We have found that the best way to discover great value opportunities is to pair a strong Zacks Rank with a great grade in the Value category of our Style Scores system. The Zacks Rank is a proven strategy that targets companies with positive earnings estimate revision trends, while our Style Scores work to grade companies based on specific traits.

Novartis and Novo Nordisk are sporting Zacks Ranks of #2 (Buy) and #3 (Hold), respectively, right now. Investors should feel comfortable knowing that NVS likely has seen a stronger improvement to its earnings outlook than NVO has recently. But this is only part of the picture for value investors.

Value investors also try to analyze a wide range of traditional figures and metrics to help determine whether a company is undervalued at its current share price levels.

The Style Score Value grade factors in a variety of key fundamental metrics, including the popular P/E ratio, P/S ratio, earnings yield, cash flow per share, and a number of other key stats that are commonly used by value investors.

NVS currently has a forward P/E ratio of 18.23, while NVO has a forward P/E of 21.33. We also note that NVS has a PEG ratio of 2.19. This figure is similar to the commonly-used P/E ratio, with the PEG ratio also factoring in a company's expected earnings growth rate.
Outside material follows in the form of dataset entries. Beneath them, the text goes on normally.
Issue #1137, opened 2024-04-25
Add a util that extract video id from YouTube url


MahmoudMabrok:
# Feature Request

### Describe your idea
a util function to extract video id from url

### Expected behavior and realization
`playerView.loadFromUrl(url, startTime)`

PierfrancescoSoffritti:
Sure, we could add that. What would be the benefit over the current functions based on id? My only concern is polluting the API too much, with nearly duplicated functions.

MahmoudMabrok:
My current app and most of apps I dealt with, we had the links of videos as full url not as id only, so every user to lib will create that util and add unit tests to it

So I thought to have it, it is like time utils

MahmoudMabrok:
Oh, sorry.

It should be a separate util not as extension to YouTube player as I shared. 

LinksUtil.getIDFromUrl.

PierfrancescoSoffritti:
Makes sense, feel free to send a pull request :) I think it should probably be in the form of new functions or extension functions.

MahmoudMabrok:
@PierfrancescoSoffritti  I did the PR and added Unit tests for it, please check it.

MahmoudMabrok:
I am closing it, as you see it is not needed.

PR #1139, opened 2024-04-26
feat: add getVideoIdFromUrl to get id

MahmoudMabrok:
apply [issues/1137](https://github.com/PierfrancescoSoffritti/android-youtube-player/issues/1137).

### DIFF
--- a/core/src/main/java/com/pierfrancescosoffritti/androidyoutubeplayer/core/player/utils/UrlHelper.kt
+++ b/core/src/main/java/com/pierfrancescosoffritti/androidyoutubeplayer/core/player/utils/UrlHelper.kt
@@ -1,0 +1,25 @@
+package com.pierfrancescosoffritti.androidyoutubeplayer.core.player.utils
+
+/**
+ * Extracts the video ID from a YouTube URL.
+ *
+ * @param url The YouTube URL.
+ * @return The video ID, or the original URL if the video ID cannot be found.
+ */
+fun getVideoIdFromUrl(url: String): String? {
+    val startIndex = url.indexOf("?v=")
+
+    if (startIndex == -1) {
+        return null
+    }
+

NVO currently has a PEG ratio of 2.35.

Another notable valuation metric for NVS is its P/B ratio of 4.46. The P/B ratio pits a stock's market value against its book value, which is defined as total assets minus total liabilities. For comparison, NVO has a P/B of 17.71.

These are just a few of the metrics contributing to NVS's Value grade of B and NVO's Value grade of C.

NVS has seen stronger estimate revision activity and sports more attractive valuation metrics than NVO, so it seems like value investors will conclude that NVS is the superior option right now.